GIVEN INFORMATION →
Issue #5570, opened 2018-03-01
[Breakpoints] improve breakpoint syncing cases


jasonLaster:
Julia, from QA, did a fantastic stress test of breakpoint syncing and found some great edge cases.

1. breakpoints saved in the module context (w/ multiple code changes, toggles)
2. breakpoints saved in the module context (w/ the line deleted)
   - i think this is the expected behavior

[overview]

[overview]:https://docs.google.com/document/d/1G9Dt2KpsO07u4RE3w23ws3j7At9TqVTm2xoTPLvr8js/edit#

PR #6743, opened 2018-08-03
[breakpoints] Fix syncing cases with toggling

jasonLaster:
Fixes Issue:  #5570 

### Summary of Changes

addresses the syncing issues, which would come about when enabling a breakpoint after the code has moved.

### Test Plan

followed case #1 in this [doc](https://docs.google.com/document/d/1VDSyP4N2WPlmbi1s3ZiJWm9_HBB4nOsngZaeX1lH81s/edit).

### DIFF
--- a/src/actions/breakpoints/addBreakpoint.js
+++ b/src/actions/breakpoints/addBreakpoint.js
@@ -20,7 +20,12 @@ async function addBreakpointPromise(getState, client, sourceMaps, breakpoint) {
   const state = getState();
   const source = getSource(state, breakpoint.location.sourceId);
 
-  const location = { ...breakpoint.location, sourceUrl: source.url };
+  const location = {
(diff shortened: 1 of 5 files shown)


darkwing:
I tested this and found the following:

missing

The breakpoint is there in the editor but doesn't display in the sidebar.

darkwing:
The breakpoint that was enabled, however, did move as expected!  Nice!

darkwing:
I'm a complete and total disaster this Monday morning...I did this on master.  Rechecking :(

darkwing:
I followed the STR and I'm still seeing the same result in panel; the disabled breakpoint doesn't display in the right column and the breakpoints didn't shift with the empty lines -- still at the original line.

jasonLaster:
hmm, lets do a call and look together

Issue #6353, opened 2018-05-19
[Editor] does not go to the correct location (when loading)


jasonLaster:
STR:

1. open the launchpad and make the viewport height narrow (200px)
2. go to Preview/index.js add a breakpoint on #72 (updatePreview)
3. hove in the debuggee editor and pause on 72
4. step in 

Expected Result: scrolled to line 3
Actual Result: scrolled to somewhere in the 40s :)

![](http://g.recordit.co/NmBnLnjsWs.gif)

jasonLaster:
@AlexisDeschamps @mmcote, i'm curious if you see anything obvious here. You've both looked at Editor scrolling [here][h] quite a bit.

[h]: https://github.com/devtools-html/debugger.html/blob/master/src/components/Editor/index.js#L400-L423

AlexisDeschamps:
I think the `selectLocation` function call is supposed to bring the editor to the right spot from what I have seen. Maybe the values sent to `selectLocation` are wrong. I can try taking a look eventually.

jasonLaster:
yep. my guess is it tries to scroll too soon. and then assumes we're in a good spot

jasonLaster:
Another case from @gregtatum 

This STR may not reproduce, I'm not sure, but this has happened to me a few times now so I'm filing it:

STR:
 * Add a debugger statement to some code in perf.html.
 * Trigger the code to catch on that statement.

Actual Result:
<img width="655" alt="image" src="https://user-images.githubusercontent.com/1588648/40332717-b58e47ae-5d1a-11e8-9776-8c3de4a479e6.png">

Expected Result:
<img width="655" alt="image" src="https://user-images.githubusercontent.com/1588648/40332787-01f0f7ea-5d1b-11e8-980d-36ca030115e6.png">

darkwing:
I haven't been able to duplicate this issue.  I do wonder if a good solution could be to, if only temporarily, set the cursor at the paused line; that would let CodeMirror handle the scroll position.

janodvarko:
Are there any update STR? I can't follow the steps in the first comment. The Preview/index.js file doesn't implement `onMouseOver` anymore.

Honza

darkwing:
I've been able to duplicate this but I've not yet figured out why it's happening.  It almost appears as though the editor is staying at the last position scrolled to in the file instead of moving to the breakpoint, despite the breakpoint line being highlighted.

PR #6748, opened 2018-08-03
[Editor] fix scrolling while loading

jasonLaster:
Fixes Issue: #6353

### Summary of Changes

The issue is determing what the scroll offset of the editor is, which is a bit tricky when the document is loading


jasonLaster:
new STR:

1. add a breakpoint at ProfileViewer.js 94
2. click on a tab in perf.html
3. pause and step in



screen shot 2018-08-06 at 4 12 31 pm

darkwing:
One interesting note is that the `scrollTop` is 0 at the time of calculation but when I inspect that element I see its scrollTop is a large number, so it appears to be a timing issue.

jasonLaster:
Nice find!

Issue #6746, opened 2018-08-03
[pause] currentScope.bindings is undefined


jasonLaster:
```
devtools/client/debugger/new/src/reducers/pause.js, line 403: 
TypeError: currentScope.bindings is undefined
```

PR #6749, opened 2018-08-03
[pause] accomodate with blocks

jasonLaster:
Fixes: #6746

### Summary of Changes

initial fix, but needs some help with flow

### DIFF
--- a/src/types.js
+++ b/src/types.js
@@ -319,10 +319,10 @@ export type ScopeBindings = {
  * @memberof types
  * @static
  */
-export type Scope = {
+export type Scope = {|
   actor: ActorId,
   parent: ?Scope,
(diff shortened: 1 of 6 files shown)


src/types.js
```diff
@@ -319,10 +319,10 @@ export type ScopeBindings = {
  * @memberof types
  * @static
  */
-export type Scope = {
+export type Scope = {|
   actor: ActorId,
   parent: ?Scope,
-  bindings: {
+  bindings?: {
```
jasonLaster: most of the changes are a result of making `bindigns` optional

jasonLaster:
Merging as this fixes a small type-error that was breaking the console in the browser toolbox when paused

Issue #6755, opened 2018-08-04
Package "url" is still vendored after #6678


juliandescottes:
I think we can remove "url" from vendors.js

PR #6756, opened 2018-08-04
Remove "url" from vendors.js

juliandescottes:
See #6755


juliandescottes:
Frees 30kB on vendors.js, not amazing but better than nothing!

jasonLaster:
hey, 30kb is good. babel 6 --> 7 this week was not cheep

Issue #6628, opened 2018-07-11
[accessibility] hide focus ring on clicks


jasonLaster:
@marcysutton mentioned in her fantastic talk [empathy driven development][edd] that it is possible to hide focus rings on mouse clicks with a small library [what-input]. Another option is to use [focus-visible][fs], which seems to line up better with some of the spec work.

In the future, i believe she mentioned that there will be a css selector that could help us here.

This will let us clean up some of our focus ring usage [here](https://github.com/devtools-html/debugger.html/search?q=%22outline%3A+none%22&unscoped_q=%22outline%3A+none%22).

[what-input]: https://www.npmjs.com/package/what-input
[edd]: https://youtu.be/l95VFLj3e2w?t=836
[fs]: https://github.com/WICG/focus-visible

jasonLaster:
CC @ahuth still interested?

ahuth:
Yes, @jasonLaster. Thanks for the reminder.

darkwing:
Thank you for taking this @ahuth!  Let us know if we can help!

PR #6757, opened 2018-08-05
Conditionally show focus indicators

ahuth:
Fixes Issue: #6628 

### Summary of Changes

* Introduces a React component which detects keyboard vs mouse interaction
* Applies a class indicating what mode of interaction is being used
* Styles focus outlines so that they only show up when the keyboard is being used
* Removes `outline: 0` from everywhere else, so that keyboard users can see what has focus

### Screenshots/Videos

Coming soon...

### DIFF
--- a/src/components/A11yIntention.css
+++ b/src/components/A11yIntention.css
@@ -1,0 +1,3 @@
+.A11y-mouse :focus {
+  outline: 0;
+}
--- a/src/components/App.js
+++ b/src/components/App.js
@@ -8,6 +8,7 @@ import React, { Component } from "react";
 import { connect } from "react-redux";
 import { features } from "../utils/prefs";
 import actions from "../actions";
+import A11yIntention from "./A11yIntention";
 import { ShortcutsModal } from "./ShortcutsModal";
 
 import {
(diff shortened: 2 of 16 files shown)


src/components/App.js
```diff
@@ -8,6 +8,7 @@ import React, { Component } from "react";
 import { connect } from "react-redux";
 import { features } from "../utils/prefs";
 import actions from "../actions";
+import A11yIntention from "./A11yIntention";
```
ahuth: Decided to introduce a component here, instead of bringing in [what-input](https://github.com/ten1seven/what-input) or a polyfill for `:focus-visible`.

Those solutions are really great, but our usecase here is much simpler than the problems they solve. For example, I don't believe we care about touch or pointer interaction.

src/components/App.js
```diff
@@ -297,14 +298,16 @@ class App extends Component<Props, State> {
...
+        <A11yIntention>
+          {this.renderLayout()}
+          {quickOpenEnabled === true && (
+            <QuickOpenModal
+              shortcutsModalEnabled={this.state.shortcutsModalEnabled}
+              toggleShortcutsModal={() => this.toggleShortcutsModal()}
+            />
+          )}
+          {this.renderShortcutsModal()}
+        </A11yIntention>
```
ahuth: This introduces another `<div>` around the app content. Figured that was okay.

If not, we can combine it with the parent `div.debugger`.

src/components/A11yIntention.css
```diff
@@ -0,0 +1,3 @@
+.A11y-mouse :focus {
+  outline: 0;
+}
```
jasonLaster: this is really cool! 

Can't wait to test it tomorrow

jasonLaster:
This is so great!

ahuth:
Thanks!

...

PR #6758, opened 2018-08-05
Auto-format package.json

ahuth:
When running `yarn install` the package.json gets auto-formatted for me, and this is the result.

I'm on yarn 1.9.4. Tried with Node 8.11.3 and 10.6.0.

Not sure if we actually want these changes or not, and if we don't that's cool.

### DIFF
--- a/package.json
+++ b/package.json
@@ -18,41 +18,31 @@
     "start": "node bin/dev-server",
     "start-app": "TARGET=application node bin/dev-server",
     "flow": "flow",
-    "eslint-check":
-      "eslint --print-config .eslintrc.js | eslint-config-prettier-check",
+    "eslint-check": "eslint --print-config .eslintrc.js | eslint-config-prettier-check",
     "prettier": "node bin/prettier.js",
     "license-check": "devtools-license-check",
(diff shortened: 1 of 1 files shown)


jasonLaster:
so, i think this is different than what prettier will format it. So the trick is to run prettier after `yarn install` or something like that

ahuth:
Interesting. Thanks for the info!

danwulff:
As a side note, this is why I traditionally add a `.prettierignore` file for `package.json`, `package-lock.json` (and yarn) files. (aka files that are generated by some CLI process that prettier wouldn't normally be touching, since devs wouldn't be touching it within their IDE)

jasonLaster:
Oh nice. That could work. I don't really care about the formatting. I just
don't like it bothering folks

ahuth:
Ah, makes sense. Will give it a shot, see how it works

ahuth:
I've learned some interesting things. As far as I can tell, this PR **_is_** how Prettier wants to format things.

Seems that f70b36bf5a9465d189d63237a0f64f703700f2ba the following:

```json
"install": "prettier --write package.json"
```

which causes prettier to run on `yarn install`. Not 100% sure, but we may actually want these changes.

EXERCISE OBJECTIVE → Within the material above, output exactly the lines from the one with "Issue #5570, opened 2018-03-01" through the one with "1. breakpoints saved", end lines included, and nothing besides.

WRITTEN ANSWER →
Issue #5570, opened 2018-03-01
[Breakpoints] improve breakpoint syncing cases


jasonLaster:
Julia, from QA, did a fantastic stress test of breakpoint syncing and found some great edge cases.

1. breakpoints saved in the module context (w/ multiple code changes, toggles)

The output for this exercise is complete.